While MACS is running, use the time to browse through its manual or explore the MACS Protocol paper (PDF) which describes how to set parameters for transcription factor binding and histone modification data sets, and how to interpret the output. A new version, MACS2 is available, but we will be using the older version for today’s exercises.
The algorithm will generate two files. The first output is a BED file with the coordinates of the peaks. Instructions for viewing the peaks in IGV follows below.
How many peaks (“regions”) were detected by MACS?
The second output is an HTML page that links to the results in various formats and lists the parameters and tasks that were performed. Although warning messages do not affect the success of a MACS run, the majority should still be carefully evaluated. For example, the warning message ‘Treatment tags and Control tags are uneven’ means that the FDR of the resulting peaks will be overestimated when the control sample has more reads and will be underestimated when the ChIP-seq sample is sequenced more deeply. The message ‘Fewer paired peaks X than 1,000’ means that MACS only identified X model peaks and may indicate potential data quality issues because 1,000 model peaks are needed to robustly estimate ChIP-DNA fragment size. The message ‘missing chromosome X data’ might suggest that the raw input file for that chromosome is incomplete.
Under Additional Files
, click on the first file ending with model.pdf
. This file shows the peak model built by MACS. ChIP-Seq DNA fragments are sequenced from the 5’ end, resulting in alignment of tags that form two peaks, on each strand, flanking the location that was bound by the protein of interest. The red curve represents the distribution of reads on the positive strand at each base position, and the blue line models the reads on the negative strand. The black curve is the combined profile that is generated by shifting each distribution toward the center. The detected DNA fragment length is given by d and varies among different ChIP-seq libraries.

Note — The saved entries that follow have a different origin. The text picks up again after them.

PR #4849, opened 2021-08-26
fix(middleware): subscribe middleware before initializing main index

eunjae-lee:
## Summary

This PR changes the implementation of `instantSearchInstance.start()` so that it subscribes middlewares **BEFORE** `mainIndex.init()` (It was the opposite.)

### What it solves

The router middleware used to apply the router state into `_initialUiState` at its creation, not in `subscribe()`. It was problematic when `instantSearchInstance` is re-used and have different router state that is not being taken into account. So this change allows the router middleware to modify initialUiState at `subscribe()`.

This PR also updates the implementation of insights middleware. It used to rely on the helper to set and get user token. Now at `subscribe()`, the main index is not initialized, which means there is no helper yet. So it now adds a dummy configure widget to apply `clickAnalytics` and `userToken`.

---

<details>
<summary>previous description</summary>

Note that the estimated fragment length (d) is 103 which is much smaller than the default band width parameter of 300 used by MACS. This accounts for the jagged peak model. If you run it again and modify the band width parameter to 100, you will see smooth peaks in the peak model diagram.
The peaks.xls
file contains all of the information about the peaks identified by MACS, including key parameters, coordinates and enrichment statistics.
Visual exploration
We will use IGV again to study some of the results:
- View the resulting MACS
peaks: bed
file in IGV. As Galaxy does not support automatic export of BED files to IGV, you will have to add it to IGV yourself. To do so, download the file from Galaxy and take note of where you saved it. Now move over to IGV and click theFile
menu and thenLoad from file
. Select the file you downloaded and open it in IGV to explore the MACS peak calls next to your Bowtie alignment. - Type
Akap3
in the coordinate text box to zoom in on this region and observe the correlation between the MACS peak call and the alignment. Another interesting gene to look at isSox5
.
Handling replicates
In your own analyses, you will have multiple conditions and (hopefully!) multiple replicates for those conditions. Technical replicates are usually merged after FASTQC analysis to ensure that the sequencing quality is adequate. FastQ files can be concatenated at the read level or BAM files can be merged after alignment using SAMtools.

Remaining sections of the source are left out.